I had to read Ruhl’s play twice. The first time, I was utterly confused as I could not understand the brevity of each scene and how this would be acted out. I found it difficult to keep track of the characters and make the connection between the different times and places as I journeyed from the Elizabethan era, to the time of Hitler’s Germany, to (rather randomly, I thought) South Dakota. In fact I saw read each act as being a sort of afterlife of the previous one. However after watching snippets of representations of Passion Plays and news coverage of the play in Oberammergau, I came to understand the importance of the Passion Play and exactly what it was about.
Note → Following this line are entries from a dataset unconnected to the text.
PR #375, opened 2020-04-07
tool window: keyboard control

m-byte:
As mentioned in https://github.com/horizon-eda/horizon/pull/370, it would be nice to use the tool window with keyboard keys. Right now, only the escape key is enabled, but this should be a good starting point for discussion.
An extension of this would be for the enter/return key to first step through all input boxes and then confirm the dialog. (Maybe it would be better to press return twice without any other keys in between to avoid accidental confirmation when editing the last input)


carrotIndustries:
We have `install_esc_to_close(Gtk::Window &win)` in `gtk_util.hpp` to reduce the boilerplate.

m-byte:
Do you have any idea how I can find out when enter is pressed while focus is on a Gtk::Entry?
I tried `signal_key_press_event().connect()`, but return/enter seems to be filtered out.

carrotIndustries:
`signal_activate` it is. See https://github.com/horizon-eda/horizon/blob/master/src/dialogs/ask_datum.cpp#L36 for an example of how this is to be used.

pwnorbitals:
Has this PR been abandonned @m-byte ?

m-byte:
For the time being... Quite busy with family and regular work at the
moment, so I'm not expecting to have any time to work on this until early
2022. Feel free to close or modify this as you see fit.

Am Fr., 30. Apr. 2021 um 10:09 Uhr schrieb [IPSA] Chris de Claverie <
***@***.***>:

PR #376, opened 2020-04-09
add support for file:// links

m-byte:
This code adds support for `file://` links. Both relative and absolute paths are supported. Relative paths are relative to the directory of the currently opened file. So for example `file://schematic.pdf` opens `schematic.pdf` from the project directory, while `file:///user/foo/schematic.pdf` would open a file from the home directory of user `foo`.

### DIFF
--- a/src/imp/imp.cpp
+++ b/src/imp/imp.cpp
@@ -923,15 +923,23 @@ std::string ImpBase::get_hud_text(std::set<SelectableRef> &sel)
     if (sel_count_type(sel, ObjectType::TEXT) == 1) {
         const auto text = core->get_text(sel_find_one(sel, ObjectType::TEXT).uuid);
         const auto txt = Glib::ustring(text->text);
-        auto regex = Glib::Regex::create(R"(https?:\/\/([\w\.-]+)(\/\S+)?)");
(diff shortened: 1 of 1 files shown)


m-byte:
Please note that I don't know how well this works on Windows. Likely, the code for relative paths will have to be modified.

src/imp/imp.cpp
```diff
@@ -923,15 +923,23 @@ std::string ImpBase::get_hud_text(std::set<SelectableRef> &sel)
     if (sel_count_type(sel, ObjectType::TEXT) == 1) {
         const auto text = core->get_text(sel_find_one(sel, ObjectType::TEXT).uuid);
         const auto txt = Glib::ustring(text->text);
-        auto regex = Glib::Regex::create(R"(https?:\/\/([\w\.-]+)(\/\S+)?)");
+        auto regex = Glib::Regex::create(R"((https?:\/\/|file:\/\/\/?)([\w\.-]+)(\/\S+)?)");
```
carrotIndustries, line 926: I'd prefer separating `file` and `http` links to avoid duplicating regexes.

carrotIndustries:
Links to URLs seem to be broken on windows at the moment due to https://gitlab.gnome.org/GNOME/glib/-/issues/2088 or something else.

PR #381, opened 2020-04-19
fonts: add mapping for plus minus sign

m-byte:
I needed a plus minus sign in my schematic and noticed that it was not mapped to Hershey.


carrotIndustries:
Glyph 2233 more closely matches the + glyph.

m-byte:
Ok, changed it

PR #383, opened 2020-05-04
Redraw color selector when loading color scheme.

jmgao:
Previously, when loading a color scheme or restoring to default, the
list of colors would keep their previous values until a redraw was
forced by selecting another color or modifying the currently selected
color.

### DIFF
--- a/src/pool-prj-mgr/preferences_window_canvas.cpp
+++ b/src/pool-prj-mgr/preferences_window_canvas.cpp
@@ -70,7 +70,6 @@ public:
 protected:
     virtual std::string get_color_name() = 0;
     Gtk::DrawingArea *colorbox = nullptr;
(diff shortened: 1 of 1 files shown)


carrotIndustries:
Out of interest, on which platform did you encounter this? On X11, it works as intended whereas I'm able to reproduce the issue on wayland/gnome.

jmgao:
This was on X11 with i3wm. I'd guess that on wayland, the back window isn't requested to repaint the region obscured by the dropdown menu because it's being drawn to an off-screen buffer. No idea why it repros on i3, though. AFAIK I'm not using any sort of compositor.

carrotIndustries:
> This was on X11 with i3wm

That's odd, as this is exactly my setup as well...

PR #141, opened 2020-10-13
output org, quota and usage info

spgreenberg:

Outputs org and query usage in CSV format for the BU team. For example: https://docs.google.com/spreadsheets/d/1yM8-oNL76_Jtx7BLUi4SPdJcg8mAWwKNBv-GqNnShWA/edit?usp=sharing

I believe Ruhl wrote Passion Play not only to highlight how the Passion Play dominates life as a sort of ritual, but how it is ever changing. When writing about ta’ziyeh, Chelkowski discusses how the Iranian play is not meant to be static like a museum piece. He explains that ta’ziyeh “needs to grow and develop its own style while remaining true to its origins and traditions” (Chelkowski 90). Similarly, Ruhl’s play informs audiences that the Passion Play is shaped by the temporal and spatial contexts it is performed in. This is seen through Ruhl’s choice to write Passion Play as an exploration not only of the final performance, but of the process of directing the play. By doing so, Passion Play examines what goes on beyond the stage. It then becomes an interesting commentary on how the lives of the actors revolve around the play; how they are transformed by it, and how they become distinguished by the roles they play. In Scene 3, the visiting friar is excited to meet John who plays Christ in the Passion Play, and even treats him as holy. Ruhl’s text also becomes a commentary on the relationship between the church and the state. Hitler and Reagan exist within Ruhl’s play but of course not within the original framework of the Passion Play as being a historical retelling of a religious story. In fact, Ruhl acknowledges that some of the dialogues spoken by these characters are direct quotes. The state is then seen as having a stake on the representation of the Passion Play. Ruhl’s Passion Play examines the importance of the Passion Play not as a representation of a religious story, but as a transformative performance that is tied to the social and political conditions of a state.

Works Cited:
Chancetheater. “Sarah Ruhl’s Passion Play – Dramaturg Carla Neuss.” YouTube. YouTube, 16 Apr. 2014. Web. 01 Oct. 2015. <https://www.youtube.com/watch?v=l5tXwVkXZXw&gt;.
Chelkowski, Peter J. Eternal Performance: Taʻziyeh and Other Shiite Rituals. London: Seagull, 2010. Print.
Ruhl, Sarah. Passion Play. First ed. New York, NY: Theatre Communications Group, 2010. Print.